DIRECTIONS
Scan the data below for the string "bearing". Show every line where it turns up.

▶

PR #2279, opened 2026-07-20
Redact sensitive headers from debug logs

### LINKED ISSUE #1739: authorization headers exposed in log
when log level is set to debug, the request object is logged.
this prints all headers, including authorization header.
in case a user has implemented their own credentials mechanism, for example, since Realm object was not sufficient for the authorization scheme (or any other reason) sensitive information can leak.
Bearer scheme authorization is one such example.

a simple fix is to not log authorization headers: when iterating the headers, if the header key is authorization, print something like * authorization data skipped *

this is a simple straighforward solution that is very robust, no matter why the user set headers themselves, no authorization header leak is possible (on the client side), assuming underlying implementation (such as netty) doesn't also log all headers.

### LINKED ISSUE #1740: authorization headers sensitive data leaks in debug logs
when log level is set to debug, the request object is logged.
this prints all headers, including authorization header.
in case a user has implemented their own credentials mechanism, for example, since Realm object was not sufficient for the authorization scheme (or any other reason) sensitive information can leak.
Bearer scheme authorization is one such example.

a simple fix is to not log authorization headers: when iterating the headers, if the header key is authorization, print something like * authorization data skipped *

this is a simple straighforward solution that is very robust, no matter why the user set headers themselves, no authorization header leak is possible (on the client side), assuming underlying implementation (such as netty) doesn't also log all headers.

pavel-ptashyts:
## Summary

- redact authentication and cookie values in HTTP and WebSocket debug logs
- share the redaction policy through a neutral utility used by request and Netty logging
- allow sensitive logging through an explicit startup-only JVM property or environment variable
- warn once at startup when sensitive logging is enabled
- avoid rendering complete request objects in retry and replay logs by default
- add regression coverage for Netty message formatting, request output, and every startup configuration

## Root cause

Debug logging passed complete Netty request and response objects to SLF4J. Their
string representations included every header value, so user-supplied
`Authorization` headers and other credentials could be written to application
logs.

## Sensitive logging

Sensitive values remain redacted by default. Full header values can be enabled
before the sensitive logging policy is initialized with either:

- JVM property: `-Dorg.asynchttpclient.enableSensitiveLogging=true`
- environment variable: `AHC_ENABLE_SENSITIVE_LOGGING=true`

The JVM property takes precedence over the environment variable. The setting is
read once and remains immutable for the process. A warning is logged once when
sensitive logging is enabled because credentials and session data may be exposed.

## Scope

This change addresses the header disclosure reported in #1739 and #1740.
Request form, query, multipart, and arbitrary body values do not have a reliable
generic sensitivity classification and remain outside this change.

## Validation

- JDK 11 focused `HttpMessageFormatterTest` and `RequestBuilderTest`: 33 tests passed, 0 skipped
- JDK 11 system-property, environment-variable, and precedence paths execute in isolated JVMs
- JDK 11 `./mvnw clean verify`: passed, including Javadocs and Revapi
- GitHub Actions matrix: passed on Ubuntu, macOS, and Windows with JDK 11, 17, 21, and 25

Closes #1739
Closes #1740

### DIFF
--- a/client/src/main/java/org/asynchttpclient/DefaultRequest.java
+++ b/client/src/main/java/org/asynchttpclient/DefaultRequest.java
@@ -37,6 +37,8 @@ import java.util.Collections;
 import java.util.List;
 import java.util.Map;
 
+import static org.asynchttpclient.netty.handler.HttpMessageFormatter.REDACTED;
+import static org.asynchttpclient.netty.handler.HttpMessageFormatter.isSensitiveHeader;
 import static org.asynchttpclient.util.MiscUtils.isNonEmpty;
 
 public class DefaultRequest implements Request {
@@ -293,7 +295,7 @@ public class DefaultRequest implements Request {
                 sb.append('\t');
                 sb.append(header.getKey());
                 sb.append(':');
-                sb.append(header.getValue());
+                sb.append(isSensitiveHeader(header.getKey()) ? REDACTED : header.getValue());
             }
         }
 
--- a/client/src/main/java/org/asynchttpclient/DefaultRequest.java
+++ b/client/src/main/java/org/asynchttpclient/DefaultRequest.java
@@ -37,9 +37,9 @@ import java.util.Collections;
 import java.util.List;
 import java.util.Map;
 
-import static org.asynchttpclient.netty.handler.HttpMessageFormatter.REDACTED;
-import static org.asynchttpclient.netty.handler.HttpMessageFormatter.isSensitiveHeader;
 import static org.asynchttpclient.util.MiscUtils.isNonEmpty;
+import static org.asynchttpclient.util.SensitiveLoggingUtils.REDACTED;
+import static org.asynchttpclient.util.SensitiveLoggingUtils.isSensitiveHeader;
 
 public class DefaultRequest implements Request {
 
@@ -294,7 +294,7 @@ public class DefaultRequest implements Request {
             for (Map.Entry<String, String> header : headers) {
                 sb.append('\t');
                 sb.append(header.getKey());
-                sb.append(':');
+                sb.append(": ");
                 sb.append(isSensitiveHeader(header.getKey()) ? REDACTED : header.getValue());
             }
         }
--- a/client/src/main/java/org/asynchttpclient/netty/handler/HttpMessageFormatter.java
+++ b/client/src/main/java/org/asynchttpclient/netty/handler/HttpMessageFormatter.java
@@ -1,0 +1,69 @@
+/*
+ *    Copyright (c) 2026 AsyncHttpClient Project. All rights reserved.
+ *
+ *    Licensed under the Apache License, Version 2.0 (the "License");
+ *    you may not use this file except in compliance with the License.
+ *    You may obtain a copy of the License at
+ *
+ *        http://www.apache.org/licenses/LICENSE-2.0
+ *
+ *    Unless required by applicable law or agreed to in writing, software
+ *    distributed under the License is distributed on an "AS IS" BASIS,
+ *    WITHOUT WARRANTIES OR CONDITIONS OF ANY KIND, either express or implied.
+ *    See the License for the specific language governing permissions and
+ *    limitations under the License.
+ */
+package org.asynchttpclient.netty.handler;
+
+import io.netty.handler.codec.http.HttpHeaderNames;
+import io.netty.handler.codec.http.HttpHeaders;
+import io.netty.handler.codec.http.HttpRequest;
+import io.netty.handler.codec.http.HttpResponse;
+
+import java.util.Map;
+
+/** Formats HTTP messages for logging without rendering sensitive header values. */
+public final class HttpMessageFormatter {
+
+    /** The value used in place of sensitive header values. */
+    public static final String REDACTED = "<redacted>";
+
+    private HttpMessageFormatter() {
+    }
+
+    static String format(HttpRequest request) {
+        StringBuilder value = new StringBuilder()
+                .append(request.method()).append(' ')
+                .append(request.uri()).append(' ')
+                .append(request.protocolVersion());
+        return appendHeaders(value, request.headers()).toString();
+    }
+
+    static String format(HttpResponse response) {
+        StringBuilder value = new StringBuilder()
+                .append(response.protocolVersion()).append(' ')
+                .append(response.status());
+        return appendHeaders(value, response.headers()).toString();
+    }
+
+    private static StringBuilder appendHeaders(StringBuilder value, HttpHeaders headers) {
+        for (Map.Entry<String, String> header : headers) {
+            value.append('\n').append(header.getKey()).append(": ")
+                    .append(isSensitiveHeader(header.getKey()) ? REDACTED : header.getValue());
+        }
+        return value;
+    }
+
+    /**
+     * Returns whether a header value must be redacted from logs.
+     *
+     * @param name the header name
+     * @return {@code true} for authentication and cookie headers
+     */
+    public static boolean isSensitiveHeader(CharSequence name) {
+        return HttpHeaderNames.AUTHORIZATION.contentEqualsIgnoreCase(name)
+                || HttpHeaderNames.PROXY_AUTHORIZATION.contentEqualsIgnoreCase(name)
+                || HttpHeaderNames.COOKIE.contentEqualsIgnoreCase(name)
+                || HttpHeaderNames.SET_COOKIE.contentEqualsIgnoreCase(name);
+    }
+}
--- a/client/src/main/java/org/asynchttpclient/netty/handler/HttpMessageFormatter.java
+++ b/client/src/main/java/org/asynchttpclient/netty/handler/HttpMessageFormatter.java
@@ -22,8 +22,17 @@ import io.netty.handler.codec.http.HttpResponse;
 
 import java.util.Map;
 
-/** Formats HTTP messages for logging without rendering sensitive header values. */
+/**
+ * Formats HTTP messages for logging. Sensitive header values are redacted unless the
+ * {@code org.asynchttpclient.enableSensitiveLogging} system property or {@code AHC_ENABLE_SENSITIVE_LOGGING} environment
+ * variable is set to {@code true} when this class is initialized. Enabling sensitive logging may expose credentials and
+ * session data.
+ */
 public final class HttpMessageFormatter {
+
+    private static final String ENABLE_SENSITIVE_LOGGING_PROPERTY = "org.asynchttpclient.enableSensitiveLogging";
+    private static final String ENABLE_SENSITIVE_LOGGING_ENVIRONMENT_VARIABLE = "AHC_ENABLE_SENSITIVE_LOGGING";
+    private static final boolean SENSITIVE_LOGGING_ENABLED = isSensitiveLoggingEnabled();
 
     /** The value used in place of sensitive header values. */
     public static final String REDACTED = "<redacted>";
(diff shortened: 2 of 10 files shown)


hyperxpro:
I would like to have a system property / environment variable to enable non-redacted logs. It is helpful in debugging at CI pipeline.

Probably like AHC_ENABLE_SENSITIVE_LOGGING=true?

Of course feel free to choose a better key.

pavel-ptashyts:
@hyperxpro Implemented in [`2a7f11b84`](https://github.com/AsyncHttpClient/async-http-client/commit/2a7f11b847b7828beb4b175600b454edb2cbdd53).

Sensitive values remain redacted by default. Unredacted logging can be enabled before `HttpMessageFormatter` is initialized with either:

- JVM property: `-Dorg.asynchttpclient.enableSensitiveLogging=true`
- environment variable: `AHC_ENABLE_SENSITIVE_LOGGING=true`

The value is calculated once and remains immutable for the process. The JVM property takes precedence over the environment variable, including allowing an explicit `false` to keep redaction enabled. Full JDK 11 verification passes.

Thanks for the suggestion.

client/src/main/java/org/asynchttpclient/netty/handler/HttpMessageFormatter.java
```diff
@@ -0,0 +1,84 @@
...
+ * Formats HTTP messages for logging. Sensitive header values are redacted unless the
+ * {@code org.asynchttpclient.enableSensitiveLogging} system property or {@code AHC_ENABLE_SENSITIVE_LOGGING} environment
+ * variable is set to {@code true} when this class is initialized. Enabling sensitive logging may expose credentials and
+ * session data.
+ */
+public final class HttpMessageFormatter {
+
+    private static final String ENABLE_SENSITIVE_LOGGING_PROPERTY = "org.asynchttpclient.enableSensitiveLogging";
+    private static final String ENABLE_SENSITIVE_LOGGING_ENVIRONMENT_VARIABLE = "AHC_ENABLE_SENSITIVE_LOGGING";
+    private static final boolean SENSITIVE_LOGGING_ENABLED = isSensitiveLoggingEnabled();
```
hyperxpro: This is read once when the class loads and never rechecked. Surefire in this repo reuses a single JVM across the whole client module by default, so whichever test touches this class first locks the value for the rest of the run. That means the EnabledIfSystemProperty and EnabledIfEnvironmentVariable tests further down just get skipped in a normal build instead of actually running, so the enabled path has no real coverage right now. Might be worth resolving this per call or behind a seam that a test can override.

client/src/main/java/org/asynchttpclient/netty/handler/HttpMessageFormatter.java
```diff
@@ -0,0 +1,84 @@
...
+        StringBuilder value = new StringBuilder()
+                .append(response.protocolVersion()).append(' ')
+                .append(response.status());
+        return appendHeaders(value, response.headers()).toString();
+    }
+
+    private static StringBuilder appendHeaders(StringBuilder value, HttpHeaders headers) {
+        for (Map.Entry<String, String> header : headers) {
+            value.append('\n').append(header.getKey()).append(": ")
+                    .append(isSensitiveHeader(header.getKey()) ? REDACTED : header.getValue());
```
hyperxpro, line 57: This uses a colon followed by a space between header name and value, but DefaultRequest toString uses a colon with no space for the same kind of dump. Small thing, but the two renderings will drift if they stay separate.

client/src/main/java/org/asynchttpclient/netty/handler/HttpMessageFormatter.java
```diff
@@ -0,0 +1,84 @@
...
+        return Boolean.parseBoolean(value);
+    }
+
+    /**
+     * Returns whether a header value must be redacted from logs.
+     *
+     * @param name the header name
+     * @return {@code true} for authentication and cookie headers when sensitive logging is disabled
+     */
+    public static boolean isSensitiveHeader(CharSequence name) {
```
hyperxpro, line 68: DefaultRequest in the base package now depends on this method and REDACTED. Since the base Request model has not reached into netty handler before, it might be cleaner to move this predicate and the redacted constant into a neutral utility package and have this class consume it instead.

client/src/main/java/org/asynchttpclient/netty/handler/HttpMessageFormatter.java
```diff
@@ -0,0 +1,84 @@
...
+
+    private static StringBuilder appendHeaders(StringBuilder value, HttpHeaders headers) {
+        for (Map.Entry<String, String> header : headers) {
+            value.append('\n').append(header.getKey()).append(": ")
+                    .append(isSensitiveHeader(header.getKey()) ? REDACTED : header.getValue());
+        }
+        return value;
+    }
+
+    private static boolean isSensitiveLoggingEnabled() {
```
hyperxpro: This reads from an environment variable that can be inherited from a container or orchestration setup. Worth considering a one time warn log when this ends up enabled, so it shows up in the logs instead of only being discoverable after something has already leaked.

client/src/main/java/org/asynchttpclient/DefaultRequest.java
```diff
@@ -37,6 +37,8 @@
 import java.util.List;
 import java.util.Map;
 
+import static org.asynchttpclient.netty.handler.HttpMessageFormatter.REDACTED;
```
hyperxpro: This pulls the base Request model into a dependency on the netty handler package, which has been treated as transport level internal up to now. See the note on HttpMessageFormatter about moving the shared predicate somewhere neutral instead.

client/src/main/java/org/asynchttpclient/DefaultRequest.java
```diff
@@ -293,7 +295,7 @@ public String toString() {
                 sb.append('\t');
                 sb.append(header.getKey());
                 sb.append(':');
-                sb.append(header.getValue());
+                sb.append(isSensitiveHeader(header.getKey()) ? REDACTED : header.getValue());
```
hyperxpro, line 298: Headers are redacted here but formParams a bit further down in this same method still get appended in full. If a password ever comes through as a form field it would still show up in this output untouched, worth checking if that is in scope for the issues this closes.

client/src/main/java/org/asynchttpclient/netty/request/NettyRequestSender.java
```diff
@@ -1413,7 +1414,7 @@ public void replayRequest(final NettyResponseFuture<?> future, FilterContext fc,
         future.setChannelState(ChannelState.NEW);
         future.touch();
 
-        LOGGER.debug("\n\nReplaying Request {}\n for Future {}\n", newRequest, future);
+        LOGGER.debug("\n\nReplaying request '{}' to '{}'\n for Future {}\n", newRequest.getMethod(), newRequest.getUri(), future);
```
hyperxpro, line 1417: Checked this one, NettyResponseFuture toString does not render the underlying NettyRequest headers since NettyRequest has no toString override, so this falls back to identity hash and does not leak anything today. 

Might be worth a short comment here noting that this is load bearing, so a future toString added to NettyRequest does not quietly reopen this.

client/src/test/java/org/asynchttpclient/netty/handler/HttpMessageFormatterTest.java
```diff
@@ -0,0 +1,89 @@
...
+
+        String value = HttpMessageFormatter.format(response);
+
+        assertFalse(value.contains("response-secret"));
+        assertTrue(value.contains("Set-Cookie: <redacted>"));
+        assertTrue(value.contains("X-Request-Id: request-id"));
+    }
+
+    @Test
+    @EnabledIfSystemProperty(named = "org.asynchttpclient.enableSensitiveLogging", matches = "(?i)true")
```
hyperxpro: Same concern as on HttpMessageFormatter, this test and the one below it get silently skipped in a normal run rather than exercised, so the enabled path is effectively untested in CI as configured.

hyperxpro (changes requested):

hyperxpro:
Also please don't rebase your PRs as it spams my inbox :)

client/src/main/java/org/asynchttpclient/netty/handler/HttpMessageFormatter.java
pavel-ptashyts: Aligned DefaultRequest with the formatter colon-space spelling. Both paths now use the same neutral redaction policy.

client/src/main/java/org/asynchttpclient/netty/request/NettyRequestSender.java
pavel-ptashyts: Added the load-bearing comment directly in NettyResponseFuture.toString, where NettyRequest is rendered, explaining that NettyRequest must keep identity-only rendering so request headers are not exposed.

client/src/test/java/org/asynchttpclient/netty/handler/HttpMessageFormatterTest.java
pavel-ptashyts: Replaced the skipped conditional tests with isolated JVM probes. Both enabled modes and property-over-environment precedence now execute in the regular CI test suite.

client/src/main/java/org/asynchttpclient/DefaultRequest.java
pavel-ptashyts: Checked the scope against #1739 and #1740: both report Authorization and header disclosure. Form, query, multipart, and arbitrary body fields have no reliable generic sensitivity classification, so this PR intentionally leaves request-body rendering unchanged and now documents that scope.

client/src/main/java/org/asynchttpclient/netty/handler/HttpMessageFormatter.java
pavel-ptashyts: Added a one-time WARN during policy initialization whenever sensitive logging is enabled, regardless of whether it came from the system property or inherited environment.

client/src/main/java/org/asynchttpclient/netty/handler/HttpMessageFormatter.java
pavel-ptashyts: Kept the startup value immutable, but replaced the conditional tests with isolated JVM probes. The system-property, environment-variable, and precedence paths now run in every normal test build.

client/src/main/java/org/asynchttpclient/netty/handler/HttpMessageFormatter.java
pavel-ptashyts: Moved the shared REDACTED value and predicate to SensitiveLoggingUtils in the neutral util package. HttpMessageFormatter retains its public facade and delegates to that policy.

client/src/main/java/org/asynchttpclient/DefaultRequest.java
pavel-ptashyts: Removed the dependency from DefaultRequest to the Netty handler package. It now consumes SensitiveLoggingUtils from the neutral util package.

pavel-ptashyts:
Addressed the review feedback in 3b572a6c7:

- moved the shared redaction policy to the neutral util package
- added a one-time warning when sensitive logging is enabled
- replaced skipped startup-mode tests with isolated JVM coverage
- aligned request header formatting and documented the NettyRequest rendering invariant
- clarified that this PR covers header disclosure, not arbitrary request-body fields

Full JDK 11 clean verify passes, including Javadocs and Revapi.

No rebase was used for this update, and I will keep future updates as regular commits.

hyperxpro:
There are test failures, can you have a look?

pavel-ptashyts:
Fixed the Windows CI timeouts in 12474ee7f.

The isolated probe JVMs wrote Logback and Netty startup output to a pipe while the parent process waited for them to exit. The smaller Windows pipe buffer filled first, which blocked each child until the 30-second timeout. Probe output is now redirected to a JUnit temporary file and read after the child exits.

Validation:
- focused HttpMessageFormatterTest: 5 tests passed, 0 skipped
- JDK 11 ./mvnw clean verify: passed, including Javadocs and Revapi

No rebase was used.

pavel-ptashyts:
The follow-up CI run is fully green: compile-and-check plus Ubuntu, macOS, and Windows on JDK 11, 17, 21, and 25 all pass.

hyperxpro (approved):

◀

ANSWER TO THIS PROBLEM
Might be worth a short comment here noting that this is load bearing, so a future toString added to NettyRequest does not quietly reopen this.
pavel-ptashyts: Added the load-bearing comment directly in NettyResponseFuture.toString, where NettyRequest is rendered, explaining that NettyRequest must keep identity-only rendering so request headers are not exposed.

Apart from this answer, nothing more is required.